I have no idea who is "right" and who is "wrong" in this scenario. All I can say is, it wouldn't matter if you were my best friend and absolute nicest person in the entire world, I'd still have no desire in "meeting" your dogs, especially one who is "excitable". Doubly so if I was to be trapped on a boat with them. Shudder.

I would have as much interest in being "introduced" to a dog as I would to a kettle. Much less so, in fact, because at least kettles don't smell, bark, bite, or try to slobber on you after licking their own balls
Exactly! But at least the kettle could do something useful, like boil water for a drink.

CertainlyChoco · 28/03/2018 05:43

My SIL can't stand me and I can't stand her because we are just too different. I've never been nasty to her but she upset me in the past. My DH is a lovely man but he chose me over her everyday and he had very little contact with SIL because of it. Do you want that to happen to you? You sound like a childish drama queen from your OP tbh.

SatsumaCrazy · 28/03/2018 06:40

Sorry OP but in my post I was implying that you are like my SIL.

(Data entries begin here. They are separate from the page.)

PR #163, opened 2026-08-05
permenantly conver max unavailable

paulgmiller:


cmd/main.go
```diff
@@ -195,6 +195,15 @@ func main() {
 	}
 	setupLog.Info("PDB creation configuration", "pdbCreate", pdbCreate)
 
+	maxUnavailableToMinAvailablePercentage, pdbConversionErr := controllers.ParseMaxUnavailableToMinAvailablePercentage(
```
paulgmiller, line 198: we could also make this match replicas with minAvailable but goes back to why are people setting maxunavailable in the first place. If they have 1000 replicas do they still want to go one by one?

cmd/main.go
```diff
@@ -246,9 +255,10 @@ func main() {
 	}
 
 	if err = (&controllers.PDBToEvictionAutoScalerReconciler{
-		Client: mgr.GetClient(),
-		Scheme: mgr.GetScheme(),
-		Filter: nsfilter,
+		Client:                                 mgr.GetClient(),
+		Scheme:                                 mgr.GetScheme(),
+		Filter:                                 nsfilter,
+		MaxUnavailableToMinAvailablePercentage: maxUnavailableToMinAvailablePercentage,
```
skuchipudi295, line 261: we would want to convert to minAvailble: int x not percent so we keep the floor same during surge or else it keeps moving

PR #38, opened 2019-03-07
Purge menu cache while creation/editing and various version state changes

webbyfox:


tests/test_plugin.py
```diff
@@ -13,55 +14,52 @@
 from .utils import disable_versioning_for_navigation
 
 
-class NavigationSelectorTestCase(TestCase):
+try:
+    from djangocms_versioning.constants import ARCHIVED, DRAFT, UNPUBLISHED, PUBLISHED
+except ImportError:
+    ARCHIVED, DRAFT, PUBLISHED, UNPUBLISHED = None
```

TheDowagerCuntess · 28/03/2018 06:53

OMG, the dogs! I mean, they're nice and all (we have one). But the sun doesn't revolve around them.

You're coming across as exactly the sort of child-free person, whose pets take up some kind of über-special place in their lives.

It's always people who don't (yet, or indeed, ever) have children who get so carried away like this.

SharronNeedles · 28/03/2018 07:04

SOuper ahh but mine didn't invite me on her narrowboat to formally meet her dogs. Although from your description.... Perhaps we are related... I swear you're describing my sister

ambereeree · 28/03/2018 07:29

Crikey OP a dog is not a person to be formally introduced to. You really need to grow up before more family members exclude you. I feel sorry for your SIL tbh.